By Marty Gordon
NRVsports@ourvalley.org
Brandon Buchner, who has been on the Christiansburg High School football coaching staff since 2017, recently graduated from Virginia Tech and will join the staff at the University of Tennessee-Martin in the spring as an offensive assistant.
Buchner delivered some special thanks to Christiansburg Head Coach Alex Wilkens for taking a chance on him.
“Wilkens is an amazing friend, mentor, coach and human being,” Buchner said. “The staff he assembled is one of the best in Virginia. The culture is outstanding and growing at Christiansburg, and I am so thankful and blessed to work with those kids and coaches and to have been a part of it.”
UT-Martin competes in the Football Championship Subdivision (FCS) with Richmond and James Madison. Buchner will be working with running backs and special teams as of right now.
He graduated in December with a bachelor’s degree in history with plans to be a high school coach and teacher, but when the college opportunity rose, he jumped at it.
“I love football, I love people, and most importantly I love the opportunity to develop good human beings,” Buchner said. “Coaching and teaching are opportunities to positively help grow people and impact communities.”
UT Martin, which has a current enrollment of 7,296, posted a 7-5 record while going 6-2 in the Ohio Valley Conference (OVC) in 2019 to finish one game out of first place. Like other FCS schools around the country, because of the COVID-19 pandemic, they plan to play a spring schedule that will feature a round-robin format, including the eight teams that elected to play a spring OVC schedule. UT-Martin will play seven conference games over an eight-week period.

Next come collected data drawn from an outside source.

PR #548, opened 2020-02-05
Solve a few issue with binary backup

jianghao0718:
In this PR, we are trying to solve a few issues when backup and restore with binary backups

1. Use pigz instead of gzip in backup-util
Backup-util uses gzip which is super slow to compress large database files. It becomes the performance bottleneck when we backup binary backup. We will use pigz instead which is multi-threaded and way faster. 

2. Backup-util tool should always pointing to sql master for binary backup restore
This is a bug in current binary backup restore. Backup-util restores mysqldump from any instance in cluster because it connects to sql master through connection. Binary backup restore has different mechanism. We need to connect to the Sql master node and copy files there instead. Customer does not necessarily restore on the MySql Master node.

/cc @github/ghes-infrastructure


djdefi:
I believe this introduces a new requirement to backup-utils, so we need to carefully consider this change. It would also need to be added to the requirements documentation here.

jianghao0718:
@djdefi Right. And the tricky thing is changing the way we compress /decompress will have back-compat issue. I will continue working on this today to make sure we have least impact possible when improving performance

djdefi:
@snh corrected me, the `pigz` happens on the GHES instance, so this does _not_ add a new dependency to the backup-utilities script after all.

jianghao0718:
@djdefi Correct. For the two code changes I had here, it is all running on GHE instances which has pigz already.

jianghao0718:
Hi @lildude and @djdefi , I added additional changes to `backup-util` for the issue we discovered yesterday, please help to review this additional change. Thanks a lot!

bin/ghe-backup
```diff
@@ -200,10 +200,15 @@ is_binary_backup(){
 
 echo "Backing up MySQL database ..."
 bm_start "ghe-export-mysql"
-echo 'set -o pipefail; ghe-export-mysql | gzip' |
+export_command="ghe-export-mysql"
+if ! is_binary_backup; then
+  # binary backup is already compressed
+  export_command+=" | pigz"
+fi
+echo "set -o pipefail; ${export_command}" |
```
lildude: I don't think we need `${var}` interpolation here.  https://github.com/github/backup-utils/blob/master/STYLEGUIDE.md#use-var-for-interpolation-only-when-required has more info on the consistency we've tried to keep.

jianghao0718:
@djdefi / @snh -- Do we always ask customer to run `ghe-restore` on their MySql master? @lildude told me he had the impression we did that. I have seen Apple run `ghe-restore` on some other appliance without Mysql service and they hit the issue 2 I mentioned in description. Although the old logical backup restore could work on the other appliances because it connects to master and run scripts via MySql client.

share/github-backup-utils/ghe-restore-mysql
```diff
@@ -43,12 +38,33 @@ is_binary_backup_feature_on(){
   ghe-ssh "$GHE_HOSTNAME" ghe-config --true "mysql.backup.binary"
 }
 
+if ghe-ssh "$GHE_HOSTNAME" test -f /etc/github/cluster ; then
+  ghe_mysql_master=$(ghe-ssh "$GHE_HOSTNAME" ghe-config "cluster.mysql-master")
+  if [ -z $ghe_mysql_master ]; then
+    ghe_mysql_master=$GHE_HOSTNAME
+  else
+    port=$(ssh_port_part "$GHE_HOSTNAME")
+    ghe_mysql_master=$ghe_mysql_master${port:+:$port}
```
lildude: I'm pretty sure we recommend/require restoring via the MySQL master in Cluster envs, but my memory could be a little rusty here.

Additionally, I don't think you need to do the port determination here. `ghe-ssh` does it: https://github.com/github/backup-utils/blob/178da66f3cbefbb16b0909cc3ed8310f47bfb0d1/share/github-backup-utils/ghe-ssh#L53-L55

jianghao0718: I did that because `$ghe_mysql_master` doesn't have ports. If a port different from default is specified, `$ghe_mysql_master` won't be able to get it

bin/ghe-backup
jianghao0718: fixed, thanks!

PR #550, opened 2020-02-10
Rc2.19.3 binary backup restore

oakeyc:
Move from: https://github.com/github/backup-utils/pull/548 so we could base the changes off of stable. Based on information from @piki 

Original comment:
In this PR, we are trying to solve a few issues when backup and restore with binary backups

1.  Use pigz instead of gzip in backup-util
Backup-util uses gzip which is super slow to compress large database files. It becomes the performance bottleneck when we backup binary backup. We will use pigz instead which is multi-threaded and way faster. (3 to 4 times faster for backing up large database)

2.  Backup-util tool should always pointing to sql master for binary backup restore
This is an issue in current binary backup restore. Backup-util restores mysqldump from any instance in cluster because it connects to sql master through connection. Binary backup restore has different mechanism. We need to connect to the Sql master node and copy files there instead. Customer does not necessarily restore on the MySql Master node. (@lildude mentioned that we tell customers to restore from the MySQL master node, but seems the old logical backup restore works with non-master node so make this change to make sure it maintains same behavior)

/cc @github/ghes-infrastructure


jianghao0718:
I think you need to bump version to 2..19.3 for `backup-utils/share/github-backup-utils/version`. @lildude  / @piki to confirm.

piki:
Please don't merge this PR.  #551 was the right way to get these commits reviewed for a release. #548 is the right vehicle to get it into `master`.  When you run `script/release`, it will create and immediately merge a PR to do the same thing this PR wants to do -- merge the commits into `stable`.

PR #558, opened 2020-02-11
Bump version: 2.19.3

jianghao0718:
Includes general improvements & bug fixes
* Fix two issues with binary backup (slow gzip compression and support for restore from instances other than SQL master) #551

/cc @github/backup-utils


onyea (commented):
Release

Buchner’s goals as a collegiate coach are the same as those during his time as a high school coach: to grow and to learn every day while being the best human he can be.
“I think some of the biggest things I learned as a high school coach,” Buchner said,” are that you can truly learn at least one thing about anything every day; that having a growth mindset is vital; that you may not like where you’re at or how things are, but they will get better if you work hard and are a good person; that having all the talent in the world as an athlete doesn’t mean a thing if you’re not willing to lead, lift weights, do the little things and/or focus on the details.”
For now, Buchner is not looking too far down the road. He doesn’t know if the move means coaching college football for one year or 50.